Отслужил в Армии, а после окончил всевозможные курсы по рабочим специальностям: водитель, тракторист, бульдозерист, скреперист и т. д. Но ни по одной из этих специальностей никогда не работал. Его призвание заключалось в другом.

Когда устроился в артель старателей, то он очень к месту пришелся в роли шныря. Шнырь – это помощник по хозяйственным вопросам, если официально. А по жизни шнырь он и есть шнырь – принеси то, унеси это.

Мурзик был своим человеком у председателя артели – шефа, как его между собой называли рабочие. Так как Мурзик кроме своих прямых обязанностей шныря, еще и стучал тому исправно, то по этой причине был с шефом накоротке. Он собирал на всех компроматы, таскал тому информацию на каждого работника и даже на своего непосредственного начальника – Иннокентия Васильевича.
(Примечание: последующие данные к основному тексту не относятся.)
PR #1852, opened 2025-04-10
Decrypt welcomes with different ciphersuites

neekolas:

PR #2068, opened 2025-06-04
Add more context to welcome and key package logs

А председатель их артели, Борис Борисович, очень ценил таких людей, поэтому прощал Мурзику все его прегрешения и относился к нему по-отечески тепло и ласково. А грехов у того было предостаточно: кроме того, как собирать досье и красиво врать, он не проходил мимо того, что плохо лежит.

Казалось бы, как такому мелкому человеку, а таковым он был не только по интеллекту, но и делами своими, изловчиться отправлять домой ворованные вещи возами. Это же надо такую комбинацию провернуть, вовлечь в это дело нужных людей, наконец, суметь взять то, что ему не принадлежит.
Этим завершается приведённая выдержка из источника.